I'm interested in theoretical physics relating to dark energy, dark matter, black holes, and the like. At the same time, even more so, my biggest passion is advanced propulsion physics, but exclusively tied to ftl travel/warp drive research.

For the latter, I know there is very few organizations/labs that do this type of research, considering the vast majority feel we lack the technology to do this in any negligible way at this time. But, it is by far what I'm most passionate about, and so I'd really like to keep options open for it. At the same time, I don't want to put all my eggs in that basket, and would like to keep my options open for dark matter and dark energy (which I feel in some ways could be tied to warp drives, but that's another discussion)
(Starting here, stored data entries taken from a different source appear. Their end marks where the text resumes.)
PR #55, opened 2023-09-12
Validate callback url in API and in metamorph

boecklim:
- Validate the callback URL in both API and metamorph
- This ensures that the user will be informed about his callback URL being invalid
- Otherwise the user could never understand why the callback URL has not been called if the transaction was mined

### DIFF
--- a/api/helpers.go
+++ b/api/helpers.go
@@ -25,3 +25,11 @@ func FeesToBtFeeQuote(minMiningFee float64) *bt.FeeQuote {
 
 	return btFeeQuote
 }
+
+func StringToPointer(input string) *string {
+	return &input
+}
+
+func IntToPointer(input int) *int {
+	return &input
+}
--- a/api/helpers.go
+++ b/api/helpers.go
@@ -25,11 +25,3 @@ func FeesToBtFeeQuote(minMiningFee float64) *bt.FeeQuote {
 
 	return btFeeQuote
 }
-
-func StringToPointer(input string) *string {
-	return &input
-}
-
-func IntToPointer(input int) *int {
-	return &input
-}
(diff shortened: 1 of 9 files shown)


icellan (approved):

api/helpers.go
```diff
@@ -25,3 +25,11 @@ func FeesToBtFeeQuote(minMiningFee float64) *bt.FeeQuote {
 
 	return btFeeQuote
 }
+
+func StringToPointer(input string) *string {
```
shotasilagadzetaal, line 29: Have never seen those. Do we really need a function for that?

metamorph/Server.go
```diff
@@ -224,6 +228,10 @@ func (s *Server) PutTransactions(ctx context.Context, req *metamorph_api.Transac
 	// if not we store the transaction data and set the transaction status in response array to - STORED
 	requests := make([]*store.StoreData, 0, len(req.Transactions))
 	for ind, req := range req.Transactions {
+		if _, err := url.ParseRequestURI(req.CallbackUrl); req.CallbackUrl != "" && err != nil {
```
shotasilagadzetaal, line 231: If err is not nil it automatically means that req.CallbackUrl is not empty (so don't need to check) but that's ok

shotasilagadzetaal (approved):

api/helpers.go
boecklim: Unfortunately it is not possible to get a pointer to a string like this `&"some string"`
I was looking for a standard library function for that. But didn't find one.

boecklim: Ok, I think I may have found it though: https://pkg.go.dev/go.octolab.org/pointer#ToString

metamorph/Server.go
boecklim: No, because if the callback is empty (which is a valid input), then there will also be an error. Therefor we must return an error only if `err != nil && req.CallbackUrl != ""`

api/helpers.go
shotasilagadzetaal: `somestring := string("shota")
	ptr := &somestring` or you wanted in one line?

I had a mentoring session with someone in my college today. His area of expertise is astronomy, so he gave me some good info and tips regarding astrophysics/astroparticle physics. At first, he thought I was referring to engineering, but when I clarified what I was interested in, it was a field outside his area, so he wasn't sure what to suggest or to even take to keep those options open

With that said, would advanced propulsion physics more so fall into engineering, or when it comes to warp drives, would it still be considered a focus in physics? Would there be any feasible way to work on being qualified to do both? Even if I can't find a job after grad school in advanced propulsion, I would love to at least have the knowledge to try and work on it myself in my own free time; possibly even work on grants later down the road to open my own lab (as I do have experience running a couple businesses already)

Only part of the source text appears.